Nel 1968 le parole profetiche di Balducci ebbero, almeno, una loro rivelazione storica. Quell’iniziale rigetto cinico si tramutò presto (anche se solo in parte) in moto contestativo, in ribellione sregolata contro il sistema della retorica, della guerra e della menzogna. Diceva infatti Balducci: “I giovani hanno bisogno dell’essenziale, e non vogliono tortuosi raggiri”[2]. Già all’epoca del Sessantotto si vedeva chiaramente come fosse finito il tempo delle etichette ampollose, delle bolle papali, degli obblighi irrazionali, della parola forte ma ipocrita. Il mondo vecchio piombò nell’insicurezza, mentre quello nuovo bruciava tanto di rabbia quanto di desiderio. Oggi la rivoluzione è tenuta sotto anestesia da Netflix, dal Grande Fratello televisivo-pubblicitario o parlamentare che sia. La ricerca umana del fine ultimo, dello scopo politico-spirituale della nostra vita, non è mai terminata: è solo congelata, messa nel surgelatore della storia in attesa che qualcuno, qualcuna o qualcosa la scongeli. Andrebbe rianimato lo spirito rivoluzionario, esorcizzando ogni epilogo violento e criminale. Ma, per fare questo, occorre un calore nuovo, un calore vero, che sappia smascherare la falsità del teatrino politico e, allo stesso tempo, incendiare gli animi delle persone che dormono sonni apparentemente tranquilli.

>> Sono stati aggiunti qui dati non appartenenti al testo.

PR #1226, opened 2023-05-30
move `Wasp/Generator/Node/Version` to `Wasp/Node/Version`

craigmc08:
Moves the `Wasp/Generator/Node/Version` to `Wasp/Node/Version` since now modules outside of Generator depend on Node's version.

Se qualcuno, ad esempio, credesse ancora alla favola della democrazia in Italia, suggerisco la visione dell’ultimo film di Andrea Segre “Berlinguer. La grande ambizione”. Al di là del vostro personale orientamento politico, vi troverete di fronte a due ore di crude verità sulla crisi politica devastante degli anni Settanta, che ancora ci riguardando terribilmente: dal golpe in Cile dell’1 settembre 1973 ad opera dei Servizi segreti statunitensi, che spinse l’allora Segretario del PCI a immaginare il famoso Compromesso storico con la DC, fino ad arrivare al sequestro e assassinio di Aldo Moro, alla morte di crepacuore di Berlinguer a 62 anni e all’inizio trionfale dell’era consumistica neoliberista. Tutte cose che dovremmo sapere a memoria, visto che molti testimoni di quel periodo sono tuttora vivi. Invece, la rimozione del trauma, come ci insegna la psicologia, è un meccanismo di sopravvivenza quasi istintivo. Il problema però è che ogni rimosso, quando torna in superficie, torna sempre con un’intensità distruttiva maggiore rispetto al tempo della ferita. Dobbiamo ancora fare i conti con quella stagione politica; ma farli seriamente, senza addolcimenti né censure. Ciò che sappiamo di quegli anni è molto, anche di più di ciò che ci servirebbe per poter convincerci una volta per tutte che questo Sistema della restaurazione perenne ha radici lontane, certamente, ma anche estremamente attuali. Il Gattopardo è un testo di psicoanalisi del politico italiano. Basta prenderne atto e cominciare a coltivare una visione più profonda e davvero rivoluzionaria tanto della politica quanto della relazione umana.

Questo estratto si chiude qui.